- Parliament of the United Kingdom
- Long title: An Act to institute a Pharmaceutical Society, and to regulate the Qualifications of Pharmaceutical Chemists and of Chemists and Druggists, in Ireland.
- Citation: 38 & 39 Vict. c. 57

Dates
- Royal assent: 11 August 1875

Other legislation
- Amended by: Statute Law Revision Act 1883

= Pharmaceutical Society of Ireland =

Statutory and professional body

The Pharmaceutical Society of Ireland (PSI) is the statutory and professional body responsible for regulation of pharmacists and community pharmacies in Ireland. It is also responsible for overseeing the training of new pharmacists. Registration with PSI is essential in order to practice as a pharmacist or operate a pharmacy in Ireland.

==History==

The Pharmaceutical Society of Ireland was created by the Pharmacy Act (Ireland) 1875 (38 & 39 Vict. c. 57), which introduced regulation of pharmacists across the island. A separate Pharmaceutical Society of Northern Ireland was created by the Pharmacy and Poisons Act (Northern Ireland) 1925 (15 & 16 Geo. 5 (NI). c. 8 (N.I.)).

==Functions==
The Pharmaceutical Society of Ireland (PSI) regulates the pharmacy profession in the public interest. Inspection is an important part of this task. The PSI employs inspectors to inspect pharmacies and, where necessary, to secure evidence of contravention of legislation controlling the supply of poisons and controlled preparations.
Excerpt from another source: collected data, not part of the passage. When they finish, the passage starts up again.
PR #2584, opened 2015-08-02
Homogenize variable explorer UI

goanpeca:
## Description

The "toolbar"  is now horizontal and the options button is aligned to the right, like other plugins.
Also now the variable explorer margins are updated when selection this option for panes inside the preferences

### Before

before-varex

### After
after-varex

## Todo
- [x] Make buttons horizontal
- [x] Align options menu to the right

### DIFF
--- a/spyderlib/plugins/variableexplorer.py
+++ b/spyderlib/plugins/variableexplorer.py
@@ -6,7 +6,7 @@
 
 """Namespace Browser Plugin"""
 
-from spyderlib.qt.QtGui import QStackedWidget, QGroupBox, QVBoxLayout
+from spyderlib.qt.QtGui import QGroupBox, QStackedWidget, QVBoxLayout, QWidget
 from spyderlib.qt.QtCore import Signal
 import spyderlib.utils.icon_manager as ima
 
@@ -75,7 +75,7 @@ class VariableExplorerConfigPage(PluginConfigPage):
         self.setLayout(vlayout)
 
 
-class VariableExplorer(QStackedWidget, SpyderPluginMixin):
+class VariableExplorer(QWidget, SpyderPluginMixin):
     """
     Variable Explorer Plugin
     """
@@ -84,9 +84,17 @@ class VariableExplorer(QStackedWidget, SpyderPluginMixin):
     sig_option_changed = Signal(str, object)
 
     def __init__(self, parent):
-        QStackedWidget.__init__(self, parent)
+        QWidget.__init__(self, parent)
         SpyderPluginMixin.__init__(self, parent)
+
+        # Widgets
+        self.stack = QStackedWidget(self)
         self.shellwidgets = {}
+
+        # Layout
+        layout = QVBoxLayout()
+        layout.addWidget(self.stack)
+        self.setLayout(layout)
 
         # Initialize plugin
         self.initialize_plugin()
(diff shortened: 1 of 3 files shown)


spyderlib/plugins/variableexplorer.py
```diff
@@ -126,20 +137,20 @@ def remove_shellwidget(self, shellwidget_id):
...
+            self.stack.setCurrentWidget(nsb)
             if self.isvisible:
                 nsb.visibility_changed(True)
             
     def import_data(self, fname):
         """Import data in current namespace"""
-        if self.count():
-            nsb = self.currentWidget()
+        if self.stack.count():
+            nsb = self.stack.currentWidget()
```
ccordoba12: Please use here `self.current_widget()` instead. I think it's easier to read :-)

spyderlib/plugins/variableexplorer.py
```diff
@@ -151,7 +162,7 @@ def visibility_changed(self, enable):
         """DockWidget visibility has changed"""
         SpyderPluginMixin.visibility_changed(self, enable)
         for nsb in list(self.shellwidgets.values()):
-            nsb.visibility_changed(enable and nsb is self.currentWidget())
+            nsb.visibility_changed(enable and nsb is self.stack.currentWidget())
```
ccordoba12: `self.current_widget()` here too please

spyderlib/plugins/variableexplorer.py
```diff
@@ -167,7 +178,7 @@ def get_focus_widget(self):
         Return the widget to give focus to when
         this plugin's dockwidget is raised on top-level
         """
-        return self.currentWidget()
+        return self.stack.currentWidget()
```
ccordoba12: `self.current_widget()`

spyderlib/plugins/variableexplorer.py
```diff
@@ -126,20 +137,20 @@ def remove_shellwidget(self, shellwidget_id):
...
             nsb = self.shellwidgets.pop(shellwidget_id)
-            self.removeWidget(nsb)
+            self.stack.removeWidget(nsb)
             nsb.close()
     
     def set_shellwidget_from_id(self, shellwidget_id):
         if shellwidget_id in self.shellwidgets:
             nsb = self.shellwidgets[shellwidget_id]
-            self.setCurrentWidget(nsb)
+            self.stack.setCurrentWidget(nsb)
```
goanpeca: Should I make accesors for the places where `stack` is called... so that all the calls are made to the variable explorer object and inside I make the correct call?

Like I did with `self.current_widget`?

ccordoba12: It'd be clearer, yes.

spyderlib/widgets/externalshell/namespacebrowser.py
```diff
@@ -437,8 +437,7 @@ def collapse(self):
         """Collapse"""
         self.sig_collapse.emit()
 
-    @Slot(list)
```
ccordoba12: Why did you change this?

goanpeca: It was producing an error... when clicking on the import button... it must have been sleeping for a while

ccordoba12: Please revert it, I'll investigate what's happening with that.

goanpeca: I can explain what happened... the way it was before the `import_data` was being call with a boolean as a first argument instead of the filenames like it should, when I removed the slot, the function was called as it should have

goanpeca: I will put a FIXME with a note as well

ccordoba12: Ok

goanpeca:
@ccordoba12 done..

The Education Unit of the PSI oversees the undergraduate education and pre-registration training of pharmacy students in the Irish schools of pharmacy at University College Cork, Trinity College, Dublin and Royal College of Surgeons in Ireland, to prepare them for registration as pharmacists.

The society publishes the Irish Pharmacy Journal (IPJ), the official journal of the Society.

==Governance==
Up to April 2007 the PSI's governing Council was elected solely by members of the society. The Pharmacy Act 2007 reformed the society so that now 9 members of the council are elected by members of the society and the balance are appointed by the Minister for Health and Children to represent various sections of the public and health community. At the first meeting of the Council of the new Pharmaceutical Society of Ireland in June 2007, Portumna pharmacist Mr Brendan Hayes was elected president and Lismore pharmacist Dr Bernard Leddy was elected vice president.

Members are often called M.P.S.I (Member of PSI) and it is an offence for people to describe themselves as such if they are not qualified to do so under the Pharmacy Act 2007.